Multi-guiding long short-term memory for video captioning

Recently, research interests have been paid for using recurrent neural network (RNN) as the decoder in video captioning task. However, the generated sentence seems to “lose track” of the video content due to the fixed language rule. Though existing methods try to “guide” the decoder and keep it “on track”, they mainly rely on a single-modal feature that does not fit the multi-modal (visual and semantic) and the complementary (local and global) nature of the video captioning task. To this end, we propose the multi-guiding long short-term memory (mg-LSTM), an extension of LSTM network for video captioning.
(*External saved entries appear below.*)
PR #1127, opened 2026-09-18
Add the 0.10 context functions, and wrap long node names

hasithaa:
Closes wso2/product-integrator#2496

Three gaps in the workflow node panel, against the released 0.10 module.

**Long node names wrap instead of being held on one line.** Two columns of a side panel are too narrow for a name like `Send Data to Child Workflow`, so the row cut it after one line. It now wraps onto a second line and the row grows to hold it. A name still longer than that is clipped at two lines, and the row's tooltip carries it in full, as its heading above the description. The measure-and-shrink hook that used to force one line is gone.

**The two 0.10 context functions are in the palette.** `lastHumanTaskCompletion` and `lastReviewDecision` read the most recent human task or review, or a named one. Both are in the Workflow Functions group, both take an optional task name, and both bind a nilable record. The task name carries the expression editor beside its text box, because a call may name the task with a constant rather than a literal.

**Every context function reads back as its own node.** None of them did: opening a workflow that already called `currentTime`, `isReplaying`, `getWorkflowId` or `getWorkflowType` rendered a plain method call rather than the node the palette wrote. All six hydrate now, with the name they bind to and, where the call has one, the task name. A call written as an assignment is written back as an assignment, not as a second declaration of the same variable. A call whose result is not bound stays a generic node, since the form's one field is the name.

**The variable field had no selected mode**, which renders blank. It is selected explicitly, and one helper builds it for both the template and the hydrated node so the two cannot drift.

## Tests

- A node template case for each of the six context functions.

We add global information (i.e., detected attributes) and local information (i.e., appearance features) extracted from the video as extra input to each cell of LSTM, with the aim of collaboratively guiding the model towards solutions that are more tightly coupled to the video content. In particular, the appearance and attribute features are first used to produce local and global guiders, respectively. We propose a novel cell-wise ensemble, where the weight matrix of each cell of LSTM is extended to be a set of attribute-dependent and attention-dependent weight matrices, by which the guiders induce each cell optimization over time. Extensive experiments on three benchmark datasets (i.e., MSVD, MSR-VTT, and MPII-MD) show that our method can achieve competitive results against the state of the art. Additional ablation studies are conducted on variants of the proposed mg-LSTM.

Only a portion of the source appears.